[RECORDS TO USE]
####

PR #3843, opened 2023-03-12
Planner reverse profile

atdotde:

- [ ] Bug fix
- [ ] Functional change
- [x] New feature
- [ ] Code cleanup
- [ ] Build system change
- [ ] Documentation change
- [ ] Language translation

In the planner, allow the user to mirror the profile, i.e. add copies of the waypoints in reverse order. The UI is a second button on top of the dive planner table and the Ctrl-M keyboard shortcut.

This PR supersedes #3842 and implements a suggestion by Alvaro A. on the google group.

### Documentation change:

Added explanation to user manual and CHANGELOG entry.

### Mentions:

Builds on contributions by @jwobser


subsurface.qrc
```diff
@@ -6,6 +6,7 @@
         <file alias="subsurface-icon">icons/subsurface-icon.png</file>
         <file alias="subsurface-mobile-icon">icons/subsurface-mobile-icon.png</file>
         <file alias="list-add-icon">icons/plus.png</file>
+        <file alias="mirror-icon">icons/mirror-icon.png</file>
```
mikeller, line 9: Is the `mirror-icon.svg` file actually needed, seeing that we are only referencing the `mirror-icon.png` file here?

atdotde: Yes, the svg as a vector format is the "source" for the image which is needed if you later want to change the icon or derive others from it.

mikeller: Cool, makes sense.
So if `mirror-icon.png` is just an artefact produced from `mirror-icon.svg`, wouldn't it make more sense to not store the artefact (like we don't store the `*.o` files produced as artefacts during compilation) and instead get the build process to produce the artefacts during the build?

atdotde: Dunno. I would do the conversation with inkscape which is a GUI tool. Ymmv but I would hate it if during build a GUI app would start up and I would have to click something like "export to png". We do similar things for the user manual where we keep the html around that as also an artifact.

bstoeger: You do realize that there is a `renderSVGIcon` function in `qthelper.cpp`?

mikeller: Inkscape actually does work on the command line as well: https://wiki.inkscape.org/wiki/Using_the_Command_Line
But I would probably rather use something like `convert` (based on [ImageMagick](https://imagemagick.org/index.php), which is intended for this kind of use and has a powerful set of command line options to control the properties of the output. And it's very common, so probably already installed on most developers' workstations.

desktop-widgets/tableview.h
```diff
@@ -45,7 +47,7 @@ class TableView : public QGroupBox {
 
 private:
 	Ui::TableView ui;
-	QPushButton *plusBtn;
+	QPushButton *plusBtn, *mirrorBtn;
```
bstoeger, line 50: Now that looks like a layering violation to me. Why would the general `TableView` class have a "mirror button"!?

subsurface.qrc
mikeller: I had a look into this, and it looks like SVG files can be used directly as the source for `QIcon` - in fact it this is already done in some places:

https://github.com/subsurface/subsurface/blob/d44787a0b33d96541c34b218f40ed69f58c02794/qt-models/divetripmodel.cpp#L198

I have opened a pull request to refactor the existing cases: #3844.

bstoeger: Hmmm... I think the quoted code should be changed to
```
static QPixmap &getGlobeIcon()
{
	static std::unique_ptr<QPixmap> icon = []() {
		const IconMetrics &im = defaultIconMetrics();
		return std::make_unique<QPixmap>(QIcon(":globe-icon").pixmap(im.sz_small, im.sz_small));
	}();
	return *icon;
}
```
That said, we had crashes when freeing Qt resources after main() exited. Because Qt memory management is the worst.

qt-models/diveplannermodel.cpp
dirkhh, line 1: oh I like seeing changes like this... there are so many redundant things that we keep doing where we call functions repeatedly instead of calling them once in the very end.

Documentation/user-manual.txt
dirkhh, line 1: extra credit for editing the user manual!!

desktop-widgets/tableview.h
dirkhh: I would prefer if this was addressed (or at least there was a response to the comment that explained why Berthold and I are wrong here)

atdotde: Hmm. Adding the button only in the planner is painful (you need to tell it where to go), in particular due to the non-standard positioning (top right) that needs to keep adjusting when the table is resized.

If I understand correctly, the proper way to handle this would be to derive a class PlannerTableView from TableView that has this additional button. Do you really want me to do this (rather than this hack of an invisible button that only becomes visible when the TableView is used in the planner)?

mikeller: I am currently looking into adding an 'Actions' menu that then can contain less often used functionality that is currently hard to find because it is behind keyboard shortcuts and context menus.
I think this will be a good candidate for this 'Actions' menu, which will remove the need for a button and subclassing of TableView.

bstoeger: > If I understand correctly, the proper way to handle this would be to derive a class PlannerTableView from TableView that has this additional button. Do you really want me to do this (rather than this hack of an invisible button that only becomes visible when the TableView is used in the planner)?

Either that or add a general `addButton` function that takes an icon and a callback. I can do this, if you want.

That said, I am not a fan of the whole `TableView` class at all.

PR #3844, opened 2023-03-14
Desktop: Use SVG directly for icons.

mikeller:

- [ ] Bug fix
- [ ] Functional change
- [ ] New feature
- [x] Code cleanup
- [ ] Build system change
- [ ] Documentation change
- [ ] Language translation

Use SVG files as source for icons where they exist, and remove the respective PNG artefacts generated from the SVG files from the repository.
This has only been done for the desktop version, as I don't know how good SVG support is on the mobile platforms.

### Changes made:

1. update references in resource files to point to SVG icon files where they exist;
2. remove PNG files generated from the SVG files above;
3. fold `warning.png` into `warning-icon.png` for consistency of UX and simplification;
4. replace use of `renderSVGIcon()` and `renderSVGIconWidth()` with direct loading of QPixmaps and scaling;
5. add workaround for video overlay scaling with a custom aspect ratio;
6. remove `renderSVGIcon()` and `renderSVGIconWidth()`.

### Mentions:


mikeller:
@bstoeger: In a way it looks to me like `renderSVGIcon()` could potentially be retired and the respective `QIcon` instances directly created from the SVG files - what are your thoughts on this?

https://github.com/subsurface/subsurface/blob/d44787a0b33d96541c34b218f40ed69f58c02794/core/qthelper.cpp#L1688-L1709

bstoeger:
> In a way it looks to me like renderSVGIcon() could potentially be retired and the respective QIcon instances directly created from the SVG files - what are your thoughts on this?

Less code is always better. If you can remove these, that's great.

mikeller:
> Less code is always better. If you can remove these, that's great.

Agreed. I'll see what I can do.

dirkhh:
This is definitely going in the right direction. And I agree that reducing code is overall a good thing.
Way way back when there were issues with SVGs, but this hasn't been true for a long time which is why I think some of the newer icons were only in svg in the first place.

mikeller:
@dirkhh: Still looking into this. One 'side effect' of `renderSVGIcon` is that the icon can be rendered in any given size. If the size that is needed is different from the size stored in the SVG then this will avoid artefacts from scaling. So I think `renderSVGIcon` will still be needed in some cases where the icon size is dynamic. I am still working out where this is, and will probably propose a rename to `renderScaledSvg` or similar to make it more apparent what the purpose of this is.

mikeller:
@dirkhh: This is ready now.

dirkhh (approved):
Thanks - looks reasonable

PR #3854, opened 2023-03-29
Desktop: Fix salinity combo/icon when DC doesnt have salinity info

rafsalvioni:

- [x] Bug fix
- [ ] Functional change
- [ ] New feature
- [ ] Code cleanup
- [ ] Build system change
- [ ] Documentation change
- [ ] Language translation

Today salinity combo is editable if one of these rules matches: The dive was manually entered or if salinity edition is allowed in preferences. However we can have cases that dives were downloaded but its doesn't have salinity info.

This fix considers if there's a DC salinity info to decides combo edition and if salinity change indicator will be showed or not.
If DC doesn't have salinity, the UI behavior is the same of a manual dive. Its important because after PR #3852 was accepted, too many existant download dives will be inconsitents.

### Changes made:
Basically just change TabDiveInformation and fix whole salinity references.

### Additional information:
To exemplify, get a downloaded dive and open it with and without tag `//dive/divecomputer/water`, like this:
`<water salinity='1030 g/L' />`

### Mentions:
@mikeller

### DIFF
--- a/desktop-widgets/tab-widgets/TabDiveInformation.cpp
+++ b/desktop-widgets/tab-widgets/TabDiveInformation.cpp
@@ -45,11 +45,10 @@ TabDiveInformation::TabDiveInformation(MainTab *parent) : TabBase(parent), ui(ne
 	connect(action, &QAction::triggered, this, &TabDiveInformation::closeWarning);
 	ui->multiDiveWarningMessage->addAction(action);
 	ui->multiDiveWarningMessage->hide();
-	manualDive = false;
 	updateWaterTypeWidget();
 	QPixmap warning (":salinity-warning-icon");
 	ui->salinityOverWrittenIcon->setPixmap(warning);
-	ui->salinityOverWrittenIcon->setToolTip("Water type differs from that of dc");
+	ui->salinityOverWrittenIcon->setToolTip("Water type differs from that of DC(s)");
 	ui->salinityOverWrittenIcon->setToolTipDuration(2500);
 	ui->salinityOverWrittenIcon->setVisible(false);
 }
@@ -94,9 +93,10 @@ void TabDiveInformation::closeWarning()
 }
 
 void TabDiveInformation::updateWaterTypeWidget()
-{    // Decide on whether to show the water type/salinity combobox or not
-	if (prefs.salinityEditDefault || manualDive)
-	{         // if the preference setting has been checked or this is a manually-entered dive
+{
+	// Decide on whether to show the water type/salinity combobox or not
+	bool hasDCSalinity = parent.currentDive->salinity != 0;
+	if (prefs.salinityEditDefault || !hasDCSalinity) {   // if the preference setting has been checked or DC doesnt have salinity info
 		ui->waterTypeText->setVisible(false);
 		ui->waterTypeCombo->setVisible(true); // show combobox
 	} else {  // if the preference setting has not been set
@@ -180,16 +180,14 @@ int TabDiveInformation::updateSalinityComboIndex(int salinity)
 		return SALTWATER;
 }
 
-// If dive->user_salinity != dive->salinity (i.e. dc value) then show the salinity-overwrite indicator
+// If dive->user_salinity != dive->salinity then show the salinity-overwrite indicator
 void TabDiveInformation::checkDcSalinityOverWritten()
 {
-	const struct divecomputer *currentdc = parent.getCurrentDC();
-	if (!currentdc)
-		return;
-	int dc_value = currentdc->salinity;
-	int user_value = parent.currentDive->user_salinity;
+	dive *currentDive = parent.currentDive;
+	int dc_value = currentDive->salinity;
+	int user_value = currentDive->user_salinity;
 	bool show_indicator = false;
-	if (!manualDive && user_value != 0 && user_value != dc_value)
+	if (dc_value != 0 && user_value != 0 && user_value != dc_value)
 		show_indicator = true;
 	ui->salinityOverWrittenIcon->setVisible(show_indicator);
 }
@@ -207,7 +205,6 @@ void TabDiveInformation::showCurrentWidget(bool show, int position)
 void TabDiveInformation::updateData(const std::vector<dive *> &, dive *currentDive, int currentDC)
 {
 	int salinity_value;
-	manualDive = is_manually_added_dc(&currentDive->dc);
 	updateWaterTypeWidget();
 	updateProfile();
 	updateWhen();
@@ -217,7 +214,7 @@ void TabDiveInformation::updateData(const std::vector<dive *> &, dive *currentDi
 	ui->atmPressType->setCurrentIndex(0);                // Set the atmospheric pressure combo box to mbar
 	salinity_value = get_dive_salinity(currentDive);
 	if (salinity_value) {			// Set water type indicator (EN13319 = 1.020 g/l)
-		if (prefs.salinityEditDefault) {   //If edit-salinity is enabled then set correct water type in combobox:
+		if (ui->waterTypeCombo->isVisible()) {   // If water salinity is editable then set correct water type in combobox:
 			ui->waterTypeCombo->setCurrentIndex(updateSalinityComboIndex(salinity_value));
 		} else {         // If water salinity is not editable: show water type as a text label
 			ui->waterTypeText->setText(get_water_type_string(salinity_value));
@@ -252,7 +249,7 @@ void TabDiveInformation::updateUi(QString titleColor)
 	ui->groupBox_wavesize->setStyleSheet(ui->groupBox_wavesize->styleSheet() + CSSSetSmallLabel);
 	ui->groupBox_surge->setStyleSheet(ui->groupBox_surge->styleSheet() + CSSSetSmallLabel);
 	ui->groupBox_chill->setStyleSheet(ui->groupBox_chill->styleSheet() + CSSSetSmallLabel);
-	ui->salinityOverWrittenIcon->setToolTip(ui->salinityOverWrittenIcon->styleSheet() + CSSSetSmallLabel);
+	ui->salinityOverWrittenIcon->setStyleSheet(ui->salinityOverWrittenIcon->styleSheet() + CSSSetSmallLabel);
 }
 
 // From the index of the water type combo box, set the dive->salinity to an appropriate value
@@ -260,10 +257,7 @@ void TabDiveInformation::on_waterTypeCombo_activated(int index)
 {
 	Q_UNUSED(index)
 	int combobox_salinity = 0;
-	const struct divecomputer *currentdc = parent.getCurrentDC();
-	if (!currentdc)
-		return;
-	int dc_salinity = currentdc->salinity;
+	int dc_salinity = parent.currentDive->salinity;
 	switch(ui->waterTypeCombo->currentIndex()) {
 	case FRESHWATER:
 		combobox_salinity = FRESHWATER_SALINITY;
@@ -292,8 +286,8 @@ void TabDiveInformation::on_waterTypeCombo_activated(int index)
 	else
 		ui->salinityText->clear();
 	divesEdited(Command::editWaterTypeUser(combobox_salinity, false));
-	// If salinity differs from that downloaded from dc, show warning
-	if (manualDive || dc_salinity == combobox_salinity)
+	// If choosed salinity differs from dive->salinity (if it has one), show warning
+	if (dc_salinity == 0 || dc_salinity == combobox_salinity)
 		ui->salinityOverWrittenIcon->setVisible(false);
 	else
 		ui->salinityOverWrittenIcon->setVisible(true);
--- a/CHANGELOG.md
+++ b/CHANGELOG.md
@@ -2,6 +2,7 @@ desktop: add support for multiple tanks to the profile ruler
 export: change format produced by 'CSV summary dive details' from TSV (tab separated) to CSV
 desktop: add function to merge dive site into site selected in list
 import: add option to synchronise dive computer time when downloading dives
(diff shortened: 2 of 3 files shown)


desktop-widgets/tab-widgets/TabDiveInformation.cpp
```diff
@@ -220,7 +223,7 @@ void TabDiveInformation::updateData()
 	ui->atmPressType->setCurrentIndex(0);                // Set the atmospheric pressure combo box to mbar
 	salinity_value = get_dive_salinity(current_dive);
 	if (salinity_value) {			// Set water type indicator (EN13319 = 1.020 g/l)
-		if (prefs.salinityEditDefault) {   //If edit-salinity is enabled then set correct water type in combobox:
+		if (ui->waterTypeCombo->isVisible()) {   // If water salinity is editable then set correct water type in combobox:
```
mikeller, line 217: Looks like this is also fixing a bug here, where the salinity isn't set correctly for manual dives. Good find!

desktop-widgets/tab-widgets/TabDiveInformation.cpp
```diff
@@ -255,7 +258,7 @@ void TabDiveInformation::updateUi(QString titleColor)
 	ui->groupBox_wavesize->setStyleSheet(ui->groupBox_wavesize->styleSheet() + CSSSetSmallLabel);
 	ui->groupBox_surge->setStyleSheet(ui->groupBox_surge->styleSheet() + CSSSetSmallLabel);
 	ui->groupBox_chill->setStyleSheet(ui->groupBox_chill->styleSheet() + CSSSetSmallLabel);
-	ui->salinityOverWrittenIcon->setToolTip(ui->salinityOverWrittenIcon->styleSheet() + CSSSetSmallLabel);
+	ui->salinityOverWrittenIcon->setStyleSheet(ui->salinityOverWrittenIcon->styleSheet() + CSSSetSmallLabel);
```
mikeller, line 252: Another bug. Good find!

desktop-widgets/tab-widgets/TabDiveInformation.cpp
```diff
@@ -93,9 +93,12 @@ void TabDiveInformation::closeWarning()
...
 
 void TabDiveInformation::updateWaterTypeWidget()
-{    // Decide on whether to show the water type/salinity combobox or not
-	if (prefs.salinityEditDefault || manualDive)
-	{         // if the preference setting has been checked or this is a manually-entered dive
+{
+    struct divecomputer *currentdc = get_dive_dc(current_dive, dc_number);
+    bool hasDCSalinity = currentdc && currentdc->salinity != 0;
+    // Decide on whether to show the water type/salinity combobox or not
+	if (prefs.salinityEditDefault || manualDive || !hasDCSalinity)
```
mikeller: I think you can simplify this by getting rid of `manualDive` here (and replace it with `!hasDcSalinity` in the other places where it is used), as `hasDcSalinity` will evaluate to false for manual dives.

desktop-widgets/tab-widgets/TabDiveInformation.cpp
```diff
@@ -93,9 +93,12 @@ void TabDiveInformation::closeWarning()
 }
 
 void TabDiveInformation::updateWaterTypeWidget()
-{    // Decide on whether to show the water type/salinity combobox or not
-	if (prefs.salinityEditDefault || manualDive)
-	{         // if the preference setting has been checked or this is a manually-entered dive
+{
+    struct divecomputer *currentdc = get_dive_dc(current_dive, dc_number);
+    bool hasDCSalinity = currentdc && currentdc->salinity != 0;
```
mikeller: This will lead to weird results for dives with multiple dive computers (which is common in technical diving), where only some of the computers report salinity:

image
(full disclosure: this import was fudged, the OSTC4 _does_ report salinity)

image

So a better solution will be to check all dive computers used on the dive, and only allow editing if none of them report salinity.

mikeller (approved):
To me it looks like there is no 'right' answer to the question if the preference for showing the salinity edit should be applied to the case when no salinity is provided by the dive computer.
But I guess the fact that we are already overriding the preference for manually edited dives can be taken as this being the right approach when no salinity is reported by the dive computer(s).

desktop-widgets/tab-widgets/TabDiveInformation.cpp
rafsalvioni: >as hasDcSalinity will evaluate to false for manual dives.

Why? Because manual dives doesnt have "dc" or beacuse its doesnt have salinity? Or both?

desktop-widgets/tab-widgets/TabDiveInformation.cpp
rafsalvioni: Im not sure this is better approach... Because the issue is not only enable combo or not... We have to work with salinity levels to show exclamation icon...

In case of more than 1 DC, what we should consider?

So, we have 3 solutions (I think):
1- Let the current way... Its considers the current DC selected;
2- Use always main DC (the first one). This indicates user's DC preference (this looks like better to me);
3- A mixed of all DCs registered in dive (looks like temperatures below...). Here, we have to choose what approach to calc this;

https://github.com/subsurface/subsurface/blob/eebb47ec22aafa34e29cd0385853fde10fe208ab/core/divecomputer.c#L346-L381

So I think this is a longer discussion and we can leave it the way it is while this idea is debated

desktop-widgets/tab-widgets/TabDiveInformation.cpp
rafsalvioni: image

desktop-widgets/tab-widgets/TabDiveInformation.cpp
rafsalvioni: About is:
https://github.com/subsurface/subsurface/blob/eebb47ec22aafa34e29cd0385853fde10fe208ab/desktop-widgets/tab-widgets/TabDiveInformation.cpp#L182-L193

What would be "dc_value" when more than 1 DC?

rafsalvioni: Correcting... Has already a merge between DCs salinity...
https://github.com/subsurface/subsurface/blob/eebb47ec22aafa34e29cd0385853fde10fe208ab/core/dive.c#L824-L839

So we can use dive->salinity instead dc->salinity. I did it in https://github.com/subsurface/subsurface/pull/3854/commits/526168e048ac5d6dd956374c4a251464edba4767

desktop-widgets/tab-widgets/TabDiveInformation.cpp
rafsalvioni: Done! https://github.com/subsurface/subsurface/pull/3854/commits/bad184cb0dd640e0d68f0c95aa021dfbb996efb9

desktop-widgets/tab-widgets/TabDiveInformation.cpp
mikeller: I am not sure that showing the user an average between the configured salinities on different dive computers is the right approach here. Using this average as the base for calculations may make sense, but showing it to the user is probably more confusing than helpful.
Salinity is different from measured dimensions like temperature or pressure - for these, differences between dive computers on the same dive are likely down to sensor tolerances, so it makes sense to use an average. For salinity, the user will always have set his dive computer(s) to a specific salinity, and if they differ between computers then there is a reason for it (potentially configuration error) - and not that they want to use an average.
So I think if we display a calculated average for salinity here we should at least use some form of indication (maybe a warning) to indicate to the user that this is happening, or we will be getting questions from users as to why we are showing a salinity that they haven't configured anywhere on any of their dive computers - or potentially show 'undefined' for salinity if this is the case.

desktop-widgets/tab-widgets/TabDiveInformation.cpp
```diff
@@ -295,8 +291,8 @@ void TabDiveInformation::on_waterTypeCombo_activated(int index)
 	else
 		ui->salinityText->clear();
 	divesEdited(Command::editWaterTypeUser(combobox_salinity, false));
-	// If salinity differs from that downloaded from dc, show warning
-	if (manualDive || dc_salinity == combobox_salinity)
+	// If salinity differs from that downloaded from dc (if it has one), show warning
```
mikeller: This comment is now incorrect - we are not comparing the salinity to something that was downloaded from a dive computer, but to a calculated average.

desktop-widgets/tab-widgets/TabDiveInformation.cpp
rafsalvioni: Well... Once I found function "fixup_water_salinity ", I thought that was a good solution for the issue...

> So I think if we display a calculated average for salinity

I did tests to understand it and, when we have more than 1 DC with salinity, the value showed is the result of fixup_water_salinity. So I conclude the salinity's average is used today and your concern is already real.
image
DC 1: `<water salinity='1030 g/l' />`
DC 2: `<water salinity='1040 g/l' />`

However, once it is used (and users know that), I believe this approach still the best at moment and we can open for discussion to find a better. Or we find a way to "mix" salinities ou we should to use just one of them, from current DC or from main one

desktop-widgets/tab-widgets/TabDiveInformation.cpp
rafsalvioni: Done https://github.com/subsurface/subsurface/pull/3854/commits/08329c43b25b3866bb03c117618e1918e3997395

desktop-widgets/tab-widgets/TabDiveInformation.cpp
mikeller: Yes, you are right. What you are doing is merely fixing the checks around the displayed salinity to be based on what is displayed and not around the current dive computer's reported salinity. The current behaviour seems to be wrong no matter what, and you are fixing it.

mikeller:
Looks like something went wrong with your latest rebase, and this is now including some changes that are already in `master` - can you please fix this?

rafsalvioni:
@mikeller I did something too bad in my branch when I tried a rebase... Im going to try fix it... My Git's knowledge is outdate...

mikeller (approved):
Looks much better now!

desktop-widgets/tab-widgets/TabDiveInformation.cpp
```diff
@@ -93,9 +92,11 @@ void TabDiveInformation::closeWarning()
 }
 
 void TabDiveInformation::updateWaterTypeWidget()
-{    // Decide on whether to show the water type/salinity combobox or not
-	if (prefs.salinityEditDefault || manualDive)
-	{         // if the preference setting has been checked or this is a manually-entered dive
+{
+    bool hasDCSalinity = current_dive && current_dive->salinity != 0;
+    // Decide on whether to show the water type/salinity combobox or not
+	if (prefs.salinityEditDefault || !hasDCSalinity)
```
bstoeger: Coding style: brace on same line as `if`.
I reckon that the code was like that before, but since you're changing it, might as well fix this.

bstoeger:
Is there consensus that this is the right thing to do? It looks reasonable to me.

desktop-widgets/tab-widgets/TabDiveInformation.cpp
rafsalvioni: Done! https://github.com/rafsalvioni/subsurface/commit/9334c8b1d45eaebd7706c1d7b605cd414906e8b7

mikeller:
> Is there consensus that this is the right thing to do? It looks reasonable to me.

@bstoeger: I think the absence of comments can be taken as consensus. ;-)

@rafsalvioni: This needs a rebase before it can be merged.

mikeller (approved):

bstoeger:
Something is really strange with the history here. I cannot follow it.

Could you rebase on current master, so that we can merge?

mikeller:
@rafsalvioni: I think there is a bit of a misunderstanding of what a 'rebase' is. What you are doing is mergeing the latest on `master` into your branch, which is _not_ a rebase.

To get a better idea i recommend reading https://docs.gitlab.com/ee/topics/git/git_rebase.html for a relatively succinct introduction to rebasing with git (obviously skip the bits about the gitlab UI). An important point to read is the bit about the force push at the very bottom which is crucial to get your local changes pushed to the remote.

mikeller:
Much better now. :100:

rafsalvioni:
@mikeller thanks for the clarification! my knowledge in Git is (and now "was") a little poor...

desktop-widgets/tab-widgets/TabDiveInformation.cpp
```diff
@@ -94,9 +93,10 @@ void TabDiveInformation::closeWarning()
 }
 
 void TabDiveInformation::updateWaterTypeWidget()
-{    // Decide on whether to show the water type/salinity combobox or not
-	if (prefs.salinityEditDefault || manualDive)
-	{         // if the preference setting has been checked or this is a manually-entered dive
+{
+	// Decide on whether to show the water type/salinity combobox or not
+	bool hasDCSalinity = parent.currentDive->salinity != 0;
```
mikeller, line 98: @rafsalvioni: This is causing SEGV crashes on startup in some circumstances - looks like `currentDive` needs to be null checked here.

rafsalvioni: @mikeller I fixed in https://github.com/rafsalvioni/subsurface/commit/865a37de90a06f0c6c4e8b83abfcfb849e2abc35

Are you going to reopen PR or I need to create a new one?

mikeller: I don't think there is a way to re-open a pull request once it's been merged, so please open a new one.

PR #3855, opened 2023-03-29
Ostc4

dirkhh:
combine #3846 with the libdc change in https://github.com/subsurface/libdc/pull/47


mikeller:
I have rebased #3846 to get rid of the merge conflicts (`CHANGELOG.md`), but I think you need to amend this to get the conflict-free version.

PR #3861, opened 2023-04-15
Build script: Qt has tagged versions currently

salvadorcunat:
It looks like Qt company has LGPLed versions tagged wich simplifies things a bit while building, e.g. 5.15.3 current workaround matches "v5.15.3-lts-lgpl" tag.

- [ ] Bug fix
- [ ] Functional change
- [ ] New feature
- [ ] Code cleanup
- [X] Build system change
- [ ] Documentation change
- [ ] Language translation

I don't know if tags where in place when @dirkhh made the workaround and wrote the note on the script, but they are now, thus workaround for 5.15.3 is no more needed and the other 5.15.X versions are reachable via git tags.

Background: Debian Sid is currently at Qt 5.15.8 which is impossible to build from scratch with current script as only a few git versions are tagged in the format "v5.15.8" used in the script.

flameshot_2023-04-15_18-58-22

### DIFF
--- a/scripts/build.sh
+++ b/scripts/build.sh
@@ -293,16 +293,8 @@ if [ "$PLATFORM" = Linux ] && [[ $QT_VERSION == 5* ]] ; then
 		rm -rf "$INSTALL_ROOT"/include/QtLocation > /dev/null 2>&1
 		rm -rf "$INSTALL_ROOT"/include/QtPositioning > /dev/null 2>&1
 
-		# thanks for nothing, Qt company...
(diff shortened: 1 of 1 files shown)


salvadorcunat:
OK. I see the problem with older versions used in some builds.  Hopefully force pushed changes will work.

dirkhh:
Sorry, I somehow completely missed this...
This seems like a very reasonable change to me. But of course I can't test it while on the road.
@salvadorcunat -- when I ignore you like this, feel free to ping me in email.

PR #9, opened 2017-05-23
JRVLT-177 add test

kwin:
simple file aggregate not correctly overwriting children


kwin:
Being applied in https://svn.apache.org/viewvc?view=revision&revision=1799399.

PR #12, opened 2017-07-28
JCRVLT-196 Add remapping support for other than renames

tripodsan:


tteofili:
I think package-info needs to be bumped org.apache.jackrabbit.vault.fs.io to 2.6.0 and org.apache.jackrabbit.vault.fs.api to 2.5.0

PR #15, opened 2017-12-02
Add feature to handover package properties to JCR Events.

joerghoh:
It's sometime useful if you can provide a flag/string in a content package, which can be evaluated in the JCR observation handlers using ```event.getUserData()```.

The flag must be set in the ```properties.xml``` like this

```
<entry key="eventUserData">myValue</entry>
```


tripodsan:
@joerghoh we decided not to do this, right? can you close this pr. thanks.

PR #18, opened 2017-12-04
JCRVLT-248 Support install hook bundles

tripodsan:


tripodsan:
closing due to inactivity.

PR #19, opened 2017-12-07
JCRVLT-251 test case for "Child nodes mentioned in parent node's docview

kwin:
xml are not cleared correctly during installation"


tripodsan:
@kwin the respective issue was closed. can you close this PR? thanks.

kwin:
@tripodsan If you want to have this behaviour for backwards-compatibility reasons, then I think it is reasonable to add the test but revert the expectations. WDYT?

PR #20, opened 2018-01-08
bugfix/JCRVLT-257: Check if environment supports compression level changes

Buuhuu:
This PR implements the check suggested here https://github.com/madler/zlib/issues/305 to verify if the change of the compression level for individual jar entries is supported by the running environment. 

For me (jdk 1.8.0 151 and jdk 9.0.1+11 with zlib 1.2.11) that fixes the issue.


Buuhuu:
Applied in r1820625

####

[WHAT YOU NEED TO DO] Pull together all lines from the data that mention the word "force".

[ANSWER TO THE EXERCISE]
To get a better idea i recommend reading https://docs.gitlab.com/ee/topics/git/git_rebase.html for a relatively succinct introduction to rebasing with git (obviously skip the bits about the gitlab UI). An important point to read is the bit about the force push at the very bottom which is crucial to get your local changes pushed to the remote.
OK. I see the problem with older versions used in some builds.  Hopefully force pushed changes will work.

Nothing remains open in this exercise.